Tuesday, Aug. 26 2008 @ 7:44AM
Sometimes I wonder if we’re too hard on the The Tennessean--too quick to put the paper and its hard-working staff down for failing to produce the daily newspaper we think Nashville deserves. But then I encounter a story like today’s front pager on safety and uniforms in public schools, which sets a new low for lazy, incompetent local journalism.
Readers this morning were greeted with above-the-fold large bold type announcing that “uniforms may have contributed to safer Metro schools.” But venture inside reporter Jaime Sarrio’s story and you find:
In the year since school uniforms were implemented, simple assaults are up 89 percent across the district and “skyrocketed” over 200 percent in high schools.

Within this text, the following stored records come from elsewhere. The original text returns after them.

PR #1091, opened 2025-01-21
Web Extension: Remove dependency on website preview URL

priyanshu92:
This pull request introduces several changes to improve the validation and handling of website preview URLs in the codebase. The most significant changes include modifying the `validateWebsitePreviewURL` function to return an object with the URL and its validity status, updating the `PowerPagesNavigationProvider` class to use this new validation result, and removing the `WEBSITE_PREVIEW_URL` query parameter.

### Changes to URL validation:

* [`src/web/client/utilities/commonUtil.ts`](diffhunk://#diff-0571fa597154eb22907e2fbbd10adc9ccc04cba979a11f3c571f94a54abcf179L313-R313): Modified the `validateWebsitePreviewURL` function to return an object with `websiteUrl` and `isValid` properties instead of a boolean.

### Updates to `PowerPagesNavigationProvider` class:

* [`src/web/client/webViews/powerPagesNavigationProvider.ts`](diffhunk://#diff-96d103f6c47a0b6a7fee791b25952d72eefa3b5e6af58bf38c8d6bb25663683eL9-R17): Updated the `isWebsitePreviewURLValid` property and the `previewPowerPageSite` method to use the new validation result object. This ensures that the correct URL and its validity are checked before proceeding.

### Removal of unused query parameter:

* [`src/web/client/common/constants.ts`](diffhunk://#diff-8769a22aef8333b09b6f98fe24f9c95ece22948a556d3d9f64528f4a6642add3L99): Removed the `WEBSITE_PREVIEW_URL` query parameter from the `queryParameters` enum as it is no longer needed.


loc/translations-export/vscode-powerplatform.xlf
```diff
@@ -548,8 +545,8 @@ The {3} represents Dataverse Environment's Organization ID (GUID)</note>
       <source xml:lang="en">Auth Profiles</source>
     </trans-unit>
     <trans-unit id="microsoft-powerapps-portals.walkthrough.saveConflict.description">
-      <source xml:lang="en">Avoid accidental overwrites when you try to save outdated code in VS Code for the Web. You can compare the changes side-by-side and decide to accept or revert the changes.
-
+      <source xml:lang="en">Avoid accidental overwrites when you try to save outdated code in VS Code for the Web. You can compare the changes side-by-side and decide to accept or revert the changes. 
+ 
 To learn more, visit [Prevent accidental overwrites](command:powerplatform-walkthrough.saveConflict-learn-more).</source>
```
ashishchoudhary001, line 550: Do we have any change in this file? If not, could we revert it please?

priyanshu92: This is automatically showing up in diff when running `gulp ci`.

src/web/client/utilities/commonUtil.ts
```diff
@@ -310,7 +310,7 @@ export function getRangeForMultilineMatch(text: string, pattern: string, index:
     return range;
 }
 
-export async function validateWebsitePreviewURL(): Promise<boolean> {
+export async function validateWebsitePreviewURL(): Promise<{ websiteUrl: string, isValid: boolean }> {
```
sanxsth: NIT: maybe we can have a name like 'getValidWebsitePreviewURL' or similar to show that we are not just validating the URL, rather returning the URL value as well.

sanxsth (approved):

src/web/client/utilities/commonUtil.ts
priyanshu92: Done

PR #1140, opened 2025-02-27
[PowerPages] [Actions Hub] Add support for other sites in Actions Hub

amitjoshi438:
Introduce functionality to handle additional sites in the Actions Hub, along with updates to related interfaces and tests to ensure proper handling of these new sites.

image

### DIFF
--- a/src/client/power-pages/actions-hub/ActionsHubCommandHandlers.ts
+++ b/src/client/power-pages/actions-hub/ActionsHubCommandHandlers.ts
@@ -271,7 +271,7 @@ export const uploadSite = async (siteTreeItem: SiteTreeItem) => {
  * @param knownSiteIds Map of site IDs that should be excluded from results
  * @returns Array of site information objects for sites found in the parent folder
  */
-export function findOtherSites(knownSiteIds: Map<string, boolean>): IOtherSiteInfo[] {
+export function findOtherSites(knownSiteIds: Map<string, boolean>, fsModule = fs, yamlModule = yaml): IOtherSiteInfo[] {
     // Get the workspace folders
     const workspaceFolders = vscode.workspace.workspaceFolders;
     if (!workspaceFolders || workspaceFolders.length === 0) {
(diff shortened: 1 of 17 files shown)


src/client/power-pages/actions-hub/ActionsHubCommandHandlers.ts
```diff
@@ -259,3 +265,98 @@ export const uploadSite = async (siteTreeItem: SiteTreeItem) => {
...
+        for (const dir of directories) {
+            const websiteYamlPath = path.join(dir, WEBSITE_YML);
+
+            if (fsModule.existsSync(websiteYamlPath)) {
+                try {
+                    // Parse website.yml to get site details
+                    const yamlContent = fsModule.readFileSync(websiteYamlPath, UTF8_ENCODING);
+                    const websiteData = yamlModule.load(yamlContent) as WebsiteYaml;
+
+                    const websiteId = websiteData?.adx_websiteid;
```
priyanshu92, line 308: I think we should be able to replace this with `getWebsiteRecordId` from `WorkspaceInfoFinderUtil.ts`

src/client/power-pages/actions-hub/ActionsHubCommandHandlers.ts
```diff
@@ -259,3 +265,98 @@ export const uploadSite = async (siteTreeItem: SiteTreeItem) => {
...
+        );
+        return [];
+    }
+}
+
+export function createKnownSiteIdsMap(
+    activeSites: IWebsiteDetails[] | undefined,
+    inactiveSites: IWebsiteDetails[] | undefined
+): Map<string, boolean> {
+    const knownSiteIds = new Map<string, boolean>();
```
priyanshu92, line 345: Do we need a `Map` here? Since we are just checking the existense I guess we can use `Set` instead. What do you think?

priyanshu92 (approved):
2 small things otherwise LGTM

src/client/power-pages/actions-hub/ActionsHubCommandHandlers.ts
amitjoshi438: Right, it will be more memory efficient.

PR #1180, opened 2025-04-14
[PowerPages][Web] PPHome Launch Error Page fix for V1

amitjoshi438:
Introduce a REFERRER enum and update PortalsFS to manage referrer logic based on the portal version, improving handling of default file loading scenarios.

Simple and serious assaults are up in some high schools and down in others.
Searches in schools have increased in number by over 600 percent (yes, 600) compared to a few years ago.

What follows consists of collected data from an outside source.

PR #1352, opened 2025-11-19
Enhance authentication session handling

priyanshu92:
- 🔧 Updated session retrieval to include offline access scope.
- 🔄 Refactored session handling to create sessions if none exist.
- 🛠️ Improved error handling for access token retrieval.

-Priyanshu

### DIFF
--- a/src/common/ecs-features/ecsFeatureGates.ts
+++ b/src/common/ecs-features/ecsFeatureGates.ts
@@ -34,7 +34,7 @@ export const {
     description: 'Enable ProDev Copilot',
     fallback: {
         "capiSupportedProDevCopilotGeoList": "us,au,uk,eu,in",
-        "unsupportedProDevCopilotGeoList": "ca",
+        "unsupportedProDevCopilotGeoList": "",
         "capiSupportedProDevCopilotGeoWithCrossGeoDataFlow": "eu,se,ch,fr,de,no"
     },
 });


src/common/services/AuthenticationProvider.ts
```diff
@@ -89,10 +89,10 @@ export async function intelligenceAPIAuthentication(sessionID: string, orgId: st
     let user = '';
     let userId = '';
     try {
-        const session = await vscode.authentication.getSession(PROVIDER_ID, [`${INTELLIGENCE_SCOPE_DEFAULT}`], { silent: true });
+        let session = await vscode.authentication.getSession(PROVIDER_ID, [`${INTELLIGENCE_SCOPE_DEFAULT}`], { silent: true });
 
         if (!session) {
-            return { accessToken, user, userId };
+            session = await vscode.authentication.getSession(PROVIDER_ID, [`${INTELLIGENCE_SCOPE_DEFAULT}`], { createIfNone: true });
```
amitjoshi438, line 95: Will it cause multiple auth prompts?

amitjoshi438 (approved):

src/common/services/AuthenticationProvider.ts
priyanshu92: Ideally it shouldn't but if somehow the token acquisition fails in silent mode then it will prompt the user. This is still better than not showing the content due to token failure.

The story mentions “a drop in the number of serious assaults” but gives no numbers to show whether the drop is meaningful or trivial. (Does the paper still have any actual editors?)
Suspensions (both in-school and out-of-school) increased dramatically. Early in the piece Sarrio asserts, “The number of suspensions…increased as students were punished for repeatedly not being in uniform.” Several paragraphs later: “District officials…could not say how many students were punished specifically for uniform violations.”

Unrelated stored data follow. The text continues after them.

PR #1363, opened 2025-12-09
[MDiff] Add compare with local action in Power Pages Actions

priyanshu92:
This PR adds a new action to Power Pages Actions called **Compare With Local**. This feature allows a user to compare the Power Pages metadata for a site which is opened in VS Code Desktop workspace with that of any site in the connected environment in Power Pages Actions.

Comparing the metadata updates the Power Pages Actions menu with a tree view of the files which are different in both sites allowing user to open the diff view to see the difference.

### DIFF
--- a/src/common/ecs-features/ecsFeatureGates.ts
+++ b/src/common/ecs-features/ecsFeatureGates.ts
@@ -122,11 +122,21 @@ export const {
 });
 
 export const {
+    feature: EnableBlogSupport
+} = getFeatureConfigs({
+    teamName: PowerPagesClientName,
+    description: 'Enable blog file support in VSCode (web & desktop)',
+    fallback: {
+        enableBlogSupport: false,
+    }
+});
+
+export const {
     feature: EnableMetadataDiff
 } = getFeatureConfigs({
     teamName: PowerPagesClientName,
-    description: 'Enable Metadata Diff comparison in VS Code',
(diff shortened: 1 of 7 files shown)


src/client/power-pages/actions-hub/handlers/metadata-diff/CompareWithLocalHandler.ts
```diff
@@ -0,0 +1,193 @@
...
+                    siteId: siteTreeItem.siteInfo.websiteId
+                });
+                vscode.window.showInformationMessage(Constants.Strings.NO_DIFFERENCES_FOUND);
+                MetadataDiffContext.clear();
+            } else {
+                traceInfo(Constants.EventNames.ACTIONS_HUB_COMPARE_WITH_LOCAL_COMPLETED, {
+                    methodName: compareWithLocal.name,
+                    siteId: siteTreeItem.siteInfo.websiteId,
+                    totalDifferences: comparisonResults.length.toString(),
+                    modifiedFiles: comparisonResults.filter(r => r.status === "modified").length.toString(),
```
amitjoshi438, line 181: nit: maybe we can move these to constants as they are used at multiple places

priyanshu92: Have done it in subsequent PRs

Inferring from this that school attire has a cause-effect relationship with school safety isn’t just appalling journalism; it’s malpractice in the use and interpretation of facts and data. Associate Superintendent Ralph Thompson is said in the story to be confident that the dress code is causally related to safety outcomes, demonstrating that those running the system are no more able than those running the city’s daily newspaper to reason competently with simple data and grasp the significance of research on this subject.
One person who does seem to get it is Connie Smith of the state Department of Education and overseer of the MNPS “restructuring” effort. When a parent emailed Smith last month to mention school uniforms research showing no positive effects on discipline or academic achievement and to observe that arguments to the contrary are delusional, Smith replied, “I certainly agree with you and so does the research.”